The poverty threshold differs by the size and makeup of a household. For instance,   a person under 65 living alone in 2002 was considered in poverty if income was   $9,359 or less; for a household of three including one child, it was $14,480.


Robert Rector of the conservative think tank, the Heritage Foundation, said   welfare reform helped keep more single mothers in the labor force than in previous   economic downturns, and therefore, out of poverty.


"So now coming out of the recession, in terms of child poverty, it’s a   very optimistic picture," Rector said. "In terms of the population   overall, it looks like an ordinary recession."


The American Community Survey is a questionnaire being tested by the Census   Bureau as a possible yearly replacement for the 53-question "long form"   sent out at the start of each decade.




















12.4 percent   of the population, or nearly 34.8 million people, lived in poverty in 2002,   up from 12.1 percent, or 33.4 million, the previous year  




The new survey covers about 62,000 households each month nationwide. The bureau   arrives at annual estimates by averaging survey results for each of the 12 months   in a year.
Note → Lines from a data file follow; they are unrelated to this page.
PR #578, opened 2022-09-01
RFC: Support S3 Acceleration, and move to Virtualhost Requests

mattBrzezinski:
## Problem

AWS apparently has plans to [deprecate path-styled requests](https://aws.amazon.com/blogs/aws/amazon-s3-path-deprecation-plan-the-rest-of-the-story/) in the future, these style is currently what we are doing and look like:

> https://s3.us-east-1.amazonaws.com/mattbr-open-world/foobar

The new style of requests are virtualhost, which look like:

> https://mattbr-open-world.s3.amazonaws.com/foobar

We also would like to make use of [S3 Transfer Acceleration](https://docs.aws.amazon.com/AmazonS3/latest/userguide/transfer-acceleration.html#transfer-acceleration-getting-started). Which uses virtualhost however instead of just `s3` it's `s3-accelerated`.

The only caveat for virtualhost which I've come across from the documentation is that the bucket cannot have a `.` character in its name (which is a valid character currently).

## Solution

This PR has a proposed solution for it with our existing code. It does get a bit messy as there are a few use cases we want to handle here. Specifically for S3 Acceleration, this option is disabled by default and is on a per-bucket and request basis. I've added a `use_s3_acceleration = Ref{Bool}(false)` which users can set much like the default `AWSConfig` to allow all requests to use acceleration. If you only wish to accelerate on certain requests the argument `s3_acceleration` can be passed along.

The other quirky part when making requests we cannot pass along an HTTP `resource`, we need to directly specify this in the `URL` of the requests for what we're targeting. This gets a bit messy as a request such as:

```julia
S3.get_object("mattbr-open-world, "foobar")
```

Will go to the [underlying code](https://github.com/JuliaCloud/AWS.jl/blob/de0d4c30b7e735a0303af6e4aa92b60c4962dad9/src/services/s3.jl#L2626) and pass the resource along as `/mattbr-open-world/foobar`. We need the ability to split out the `bucket` from the `key` as well as maintain the `query` arguments as well. This PR handles these cases, and I've commented what it's doing, but it's not that nice.

Thoughts?

### DIFF
--- a/src/AWS.jl
+++ b/src/AWS.jl
@@ -227,7 +227,7 @@ function generate_service_url(
 
     # S3 virtualhosts cannot have periods in their bucket names, default to path style in these cases
     if service == "s3" && !contains(resource, ".")
-        return s3_virtualhost(service, resource, region; s3_acceleration=s3_acceleration)
+        return s3_virtualhost(service, resource, reg; s3_acceleration=s3_acceleration)
     end
 
     regionless_services = ("iam", "route53")
--- a/src/AWS.jl
+++ b/src/AWS.jl
@@ -44,6 +44,8 @@ using ..AWSExceptions: AWSException
 
 const user_agent = Ref("AWS.jl/1.0.0")
 const aws_config = Ref{AbstractAWSConfig}()
+const use_s3_acceleration = Ref{Bool}(false)
+const SERVICE_HOST = "amazonaws.com"
 
 """
     FeatureSet
@@ -80,6 +82,10 @@ function global_aws_config(; kwargs...)
     end
 
     return aws_config[]
+end
+
+function global_s3_acceleration(b::Bool)
+    return use_s3_acceleration[] = b
 end
 
 """
@@ -211,9 +217,13 @@ end
 # Needs to be included after the definition of struct otherwise it cannot find them
 include("AWSServices.jl")
 
-function generate_service_url(aws::AbstractAWSConfig, service::String, resource::String)
-    SERVICE_HOST = "amazonaws.com"
+function generate_service_url(aws::AbstractAWSConfig, service::String, resource::String; s3_acceleration::Bool=use_s3_acceleration[])
     reg = region(aws)
+
+    # S3 virtualhosts cannot have periods in their bucket names, default to path style in these cases
+    if service == "s3" && !contains(resource, ".")
+        return s3_virtualhost(service, resource, region; s3_acceleration=s3_acceleration)
+    end
 
     regionless_services = ("iam", "route53")
 
@@ -224,6 +234,30 @@ function generate_service_url(aws::AbstractAWSConfig, service::String, resource:
     return string(
         "https://", service, ".", isempty(reg) ? "" : "$reg.", SERVICE_HOST, resource
     )
+end
+
+function s3_virtualhost(service::AbstractString, resource::AbstractString, region::AbstractString; s3_acceleration=nothing)
+    if something(s3_acceleration, use_s3_acceleration[])
+        service = "s3-accelerated"
+    end
+
+    # Split on '?' first to see if there was a query string in our resource
+    split_resource = split(resource, '?')
+
+    # First element contains the bucket, and potential key; "/bucket-name/potential/path/to/key"
+    bucket_key = split(split_resource[1], '/')
+    bucket = bucket_key[2]
+
+    # Rejoin the path on '/'
+    key = length(bucket_key) > 2 ? join(bucket_key[3:end], '/') : ""
+
+    # Check if there was a query in our resource, otherwise default to an empty string
+    query = length(split_resource) > 1 ? string('?', split_resource[2]) : ""
+
+    # Combine key and query on '/', use either, or none
+    key_query = join(filter(!isempty, [key, query]), '/')
+
+    return "https://$(bucket).$(service).$(region).$(SERVICE_HOST)/$(key_query)"
 end
 
 """
@@ -254,8 +288,8 @@ function (service::RestXMLService)(
     feature_set::FeatureSet=FeatureSet(),
 )
     feature_set.use_response_type && _delete_legacy_response_kw_args!(args)
-
     return_headers = _pop!(args, "return_headers", nothing)
+    s3_acceleration = _pop!(args, "s3_acceleration", use_s3_acceleration[])
 
     request = Request(;
         _extract_common_kw_args(service, args)...,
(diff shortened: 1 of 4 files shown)


src/AWS.jl
```diff
@@ -210,8 +216,12 @@ end
 # Needs to be included after the definition of struct otherwise it cannot find them
 include("AWSServices.jl")
 
-function generate_service_url(aws::AbstractAWSConfig, service::String, resource::String)
-    SERVICE_HOST = "amazonaws.com"
+function generate_service_url(aws::AbstractAWSConfig, service::String, resource::String; s3_acceleration::Bool=use_s3_acceleration[])
+    # S3 virtualhosts cannot have periods in their bucket names, default to path style in these cases
+    if service == "s3" && !contains(resource, ".")
```
quinnj, line 221: What if `resource` contains a `.` and `s3_acceleration == true`? Should we throw an error? Or rely on the fact that amazon doesn't allow that already?

src/AWS.jl
```diff
@@ -225,6 +235,30 @@ function generate_service_url(aws::AbstractAWSConfig, service::String, resource:
     )
 end
 
+function s3_virtualhost(service::String, resource::String; s3_acceleration=use_s3_acceleration[])
+    if use_s3_acceleration[] || s3_acceleration
+        service = "s3-accelerated"
+    end
+
+    # Split on '?' first to see if there was a query string in our resource
+    split_resource = split(resource, '?')
```
quinnj, line 244: So if I understand correctly, this code (and just below) is for constructing the virtual-style host url? But it's only available for s3 calls, right? Do we want to eventually support this for other services as well?

src/AWS.jl
mattBrzezinski: This comment just caught an issue here (I'll be adding tests if we agree on this solution). The `resource` passed in here would be something like,

> mattbr-open-world/path/to/some/file.jpg

In this case we want to parse out the bucket name, `mattbr-open-world`, and check that this does not contain a period. From the [documentation](https://docs.aws.amazon.com/AmazonS3/latest/userguide/VirtualHosting.html) virtualhost will not work if the bucket contains a period, however it is a valid character for bucket names.

In the case where it does contain a period, default back to the path style requests instead.

iamed2: > From the [documentation](https://docs.aws.amazon.com/AmazonS3/latest/userguide/VirtualHosting.html) virtualhost will not work if the bucket contains a period, however it is a valid character for bucket names.

I think it does work with HTTP (but I don't think we support non-HTTPS connections) and if you don't perform the standard certificate validation. Better info here I think: https://docs.aws.amazon.com/AmazonS3/latest/userguide/bucketnamingrules.html

I believe this is why SDKs support forcing `virtual` mode.

src/AWS.jl
```diff
@@ -225,6 +235,30 @@ function generate_service_url(aws::AbstractAWSConfig, service::String, resource:
     )
 end
 
+function s3_virtualhost(service::AbstractString, resource::AbstractString, region::AbstractString; s3_acceleration=use_s3_acceleration[])
+    if use_s3_acceleration[] || s3_acceleration
```
iamed2, line 239: This doesn't make sense with the way you've set up the function's arguments right?

mattBrzezinski: What do you mean?

We're checking to see if the user has set the global default value for `use_s3_acceleration[]`, or if they're passing `s3_acceleration` specifically for this request.

I guess the case we're not covering here is, if the user set the global default to `true`, then for this specific request did not want to use acceleration.

iamed2: > I guess the case we're not covering here is, if the user set the global default to true, then for this specific request did not want to use acceleration.

Yeah exactly. 

I think typically I would default to `nothing` in the signatures and then do:

```julia
s3_acceleration = s3_acceleration !== nothing ? s3_acceleration : use_s3_acceleration[]
if s3_acceleration
    service = "s3-accelerated"
end
```

This is typically how boto3 does things, where function arguments default to `None` instead of global settings, then fallback to global settings in code. This allows passing through chains of functions the notion of "I would like you to do the default please" rather than having multiple points where the default can creep in, where you can't tell whether the user intentionally passed it or not.

iamed2: EDIT:

```julia
if something(s3_acceleration, use_s3_acceleration[])
    service = "s3-accelerated"
end
```

mattBrzezinski:
bors try

mattBrzezinski:
bors try

mattBrzezinski:
bors try

iamed2:
@mattBrzezinski looks like logs got deleted; do you remember why this was failing tests?

iamed2:
bors try

mattBrzezinski:
> @mattBrzezinski looks like logs got deleted; do you remember why this was failing tests?

I do not, looks like from the last run something isn't being mocked properly? Tbh it's been a while since I've taken a look at this PR. I did mark it as RFC, and without looking through the code it was probably very loosely created just to get an idea out.

iamed2:
> > @mattBrzezinski looks like logs got deleted; do you remember why this was failing tests?
> 
> I do not, looks like from the last run something isn't being mocked properly? Tbh it's been a while since I've taken a look at this PR. I did mark it as RFC, and without looking through the code it was probably very loosely created just to get an idea out.

No worries, I was just trying to figure out where someone would start if picking it up from here.

mattBrzezinski:
> > > @mattBrzezinski looks like logs got deleted; do you remember why this was failing tests?
> > 
> > 
> > I do not, looks like from the last run something isn't being mocked properly? Tbh it's been a while since I've taken a look at this PR. I did mark it as RFC, and without looking through the code it was probably very loosely created just to get an idea out.
> 
> No worries, I was just trying to figure out where someone would start if picking it up from here.

I marked this as an RFC to see if anyone had a better solution for setting acceleration. Just went over it again now, and I believe that this is still good to go, just needs a review.

src/AWS.jl
```diff
@@ -211,19 +217,55 @@ end
...
         reg = ""
     end
 
-    return string(
-        "https://", service, ".", isempty(reg) ? "" : "$reg.", SERVICE_HOST, resource
-    )
+    return _generate_path_url(service, reg, resource)
+end
+
+function s3_paths(
```
iamed2, line 238: Is the result of this function ever used?

mattBrzezinski: Oh I suppose L228 should read,

> && return s3_paths(...

mattBrzezinski:
@iamed2 I don't think that I will realistically have time to take this across the finish line, but it does seem important to Invenia. If you want to take over the PR I'd be happy to review anything needed to get it shipped.

iamed2:
> @iamed2 I don't think that I will realistically have time to take this across the finish line, but it does seem important to Invenia. If you want to take over the PR I'd be happy to review anything needed to get it shipped.

Sounds good, thank you!

mattBrzezinski:
Closing this as it's just lingering and no one is going to look into it.

iamed2:
@mattBrzezinski Yeah just keep the branch around in case it becomes necessary for someone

The official government statistics on income and poverty come from a separate,   more comprehensive survey that tracks economic status typically released in   late September.


A glimpse


But Nelson said American Community Survey results still provide a glimpse into   overall economic and demographic trends in the United States.


Among some other findings:


  • About 6.8 million households in 2002 received food stamps, up from 6.4   million in 2001.

  • The number of people employed in the manufacturing industry dropped by   almost 5 percent, or 830,000, to under 17.1 million. There were also slight   decreases in the retail trade, information, and transportation and warehousing   industries.

  • There was roughly a 4 percent rise in the number of people working in the   fields of education, health or social services to nearly 27.1 million. An   increase was also seen in the arts, entertainment, recreation, accommodation   and food services category.